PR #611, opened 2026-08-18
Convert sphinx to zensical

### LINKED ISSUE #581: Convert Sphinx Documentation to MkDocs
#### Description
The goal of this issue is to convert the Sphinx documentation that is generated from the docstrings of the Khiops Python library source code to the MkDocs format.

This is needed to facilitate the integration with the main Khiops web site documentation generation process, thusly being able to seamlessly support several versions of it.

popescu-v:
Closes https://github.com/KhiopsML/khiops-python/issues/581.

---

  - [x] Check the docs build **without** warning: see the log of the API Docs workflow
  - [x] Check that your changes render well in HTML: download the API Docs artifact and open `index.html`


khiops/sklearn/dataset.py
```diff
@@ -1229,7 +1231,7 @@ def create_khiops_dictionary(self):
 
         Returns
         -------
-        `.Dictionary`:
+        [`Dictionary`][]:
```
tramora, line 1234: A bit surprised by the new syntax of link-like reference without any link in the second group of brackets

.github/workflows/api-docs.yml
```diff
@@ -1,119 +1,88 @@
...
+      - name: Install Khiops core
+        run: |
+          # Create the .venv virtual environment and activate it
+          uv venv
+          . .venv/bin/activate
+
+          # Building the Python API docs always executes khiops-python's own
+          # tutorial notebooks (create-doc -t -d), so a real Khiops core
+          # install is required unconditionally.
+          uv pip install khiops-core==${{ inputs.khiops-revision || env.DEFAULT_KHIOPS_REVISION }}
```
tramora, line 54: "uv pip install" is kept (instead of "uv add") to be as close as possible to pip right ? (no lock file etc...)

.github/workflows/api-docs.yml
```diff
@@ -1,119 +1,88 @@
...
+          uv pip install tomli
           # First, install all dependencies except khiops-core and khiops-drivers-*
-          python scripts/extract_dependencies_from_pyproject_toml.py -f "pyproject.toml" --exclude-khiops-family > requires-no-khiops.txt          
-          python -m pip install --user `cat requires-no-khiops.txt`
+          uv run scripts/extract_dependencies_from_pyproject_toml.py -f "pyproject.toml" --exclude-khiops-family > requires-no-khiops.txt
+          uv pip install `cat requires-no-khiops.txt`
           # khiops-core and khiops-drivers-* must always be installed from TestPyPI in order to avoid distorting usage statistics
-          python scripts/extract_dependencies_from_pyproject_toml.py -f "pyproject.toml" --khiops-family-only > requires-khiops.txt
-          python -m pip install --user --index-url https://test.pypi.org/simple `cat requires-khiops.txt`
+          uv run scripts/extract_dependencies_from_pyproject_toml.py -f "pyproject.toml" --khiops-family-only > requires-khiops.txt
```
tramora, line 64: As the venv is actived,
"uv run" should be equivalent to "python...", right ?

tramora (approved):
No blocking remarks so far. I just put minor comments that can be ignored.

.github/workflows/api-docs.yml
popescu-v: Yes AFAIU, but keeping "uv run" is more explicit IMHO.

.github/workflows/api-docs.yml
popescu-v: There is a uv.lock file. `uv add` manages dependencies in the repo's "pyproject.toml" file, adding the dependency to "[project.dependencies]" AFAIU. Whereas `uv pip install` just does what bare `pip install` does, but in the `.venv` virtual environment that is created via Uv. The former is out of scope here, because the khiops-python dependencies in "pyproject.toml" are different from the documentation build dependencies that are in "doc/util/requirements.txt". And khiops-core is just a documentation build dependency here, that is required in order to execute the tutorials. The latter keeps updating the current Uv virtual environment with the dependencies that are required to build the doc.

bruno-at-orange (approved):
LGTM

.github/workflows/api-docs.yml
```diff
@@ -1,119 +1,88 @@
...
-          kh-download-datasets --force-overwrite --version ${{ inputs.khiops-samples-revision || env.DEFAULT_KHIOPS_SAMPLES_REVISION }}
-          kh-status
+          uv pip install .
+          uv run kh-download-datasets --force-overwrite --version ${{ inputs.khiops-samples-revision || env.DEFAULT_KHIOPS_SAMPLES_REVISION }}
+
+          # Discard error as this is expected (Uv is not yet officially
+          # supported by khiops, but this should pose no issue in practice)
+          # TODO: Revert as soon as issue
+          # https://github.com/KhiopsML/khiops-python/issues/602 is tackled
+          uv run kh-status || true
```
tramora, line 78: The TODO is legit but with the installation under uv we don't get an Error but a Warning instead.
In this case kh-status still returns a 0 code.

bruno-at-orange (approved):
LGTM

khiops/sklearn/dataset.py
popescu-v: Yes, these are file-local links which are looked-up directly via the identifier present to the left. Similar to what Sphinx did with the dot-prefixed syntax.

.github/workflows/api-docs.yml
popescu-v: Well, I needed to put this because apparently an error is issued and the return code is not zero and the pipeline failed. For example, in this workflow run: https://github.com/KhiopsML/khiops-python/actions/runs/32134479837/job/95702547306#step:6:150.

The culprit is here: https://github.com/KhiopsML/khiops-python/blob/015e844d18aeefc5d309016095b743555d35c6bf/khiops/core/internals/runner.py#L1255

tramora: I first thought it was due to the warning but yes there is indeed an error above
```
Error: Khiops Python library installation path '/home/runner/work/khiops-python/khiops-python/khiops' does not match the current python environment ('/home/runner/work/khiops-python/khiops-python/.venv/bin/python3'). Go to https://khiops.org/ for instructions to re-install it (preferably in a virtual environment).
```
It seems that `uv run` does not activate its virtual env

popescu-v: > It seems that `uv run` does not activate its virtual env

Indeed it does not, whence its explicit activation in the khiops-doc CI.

^^^^

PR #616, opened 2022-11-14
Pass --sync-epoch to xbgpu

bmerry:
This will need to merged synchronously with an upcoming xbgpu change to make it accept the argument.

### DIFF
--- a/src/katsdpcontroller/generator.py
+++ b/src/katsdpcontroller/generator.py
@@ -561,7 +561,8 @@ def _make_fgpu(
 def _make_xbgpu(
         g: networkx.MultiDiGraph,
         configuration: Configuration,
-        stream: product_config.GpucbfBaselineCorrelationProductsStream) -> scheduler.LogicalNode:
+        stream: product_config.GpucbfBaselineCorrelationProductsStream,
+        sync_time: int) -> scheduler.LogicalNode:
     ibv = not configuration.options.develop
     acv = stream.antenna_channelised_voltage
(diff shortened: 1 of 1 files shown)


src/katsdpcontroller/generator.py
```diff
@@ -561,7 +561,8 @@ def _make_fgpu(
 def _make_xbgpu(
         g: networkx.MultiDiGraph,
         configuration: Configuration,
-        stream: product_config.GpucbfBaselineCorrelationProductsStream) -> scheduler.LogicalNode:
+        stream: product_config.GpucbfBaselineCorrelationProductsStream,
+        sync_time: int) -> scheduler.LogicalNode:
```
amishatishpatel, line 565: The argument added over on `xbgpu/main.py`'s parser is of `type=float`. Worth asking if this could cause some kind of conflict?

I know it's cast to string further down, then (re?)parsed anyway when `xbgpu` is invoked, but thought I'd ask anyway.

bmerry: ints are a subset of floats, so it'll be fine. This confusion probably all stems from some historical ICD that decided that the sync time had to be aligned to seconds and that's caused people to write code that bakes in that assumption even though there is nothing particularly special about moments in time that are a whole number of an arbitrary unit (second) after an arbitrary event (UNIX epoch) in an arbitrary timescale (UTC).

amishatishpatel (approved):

^^^^

INSTRUCTIONS TO FOLLOW |
Looking at the entries above, how many lines contain "approved"? State the number and nothing more.

EXERCISE OUTPUT |
4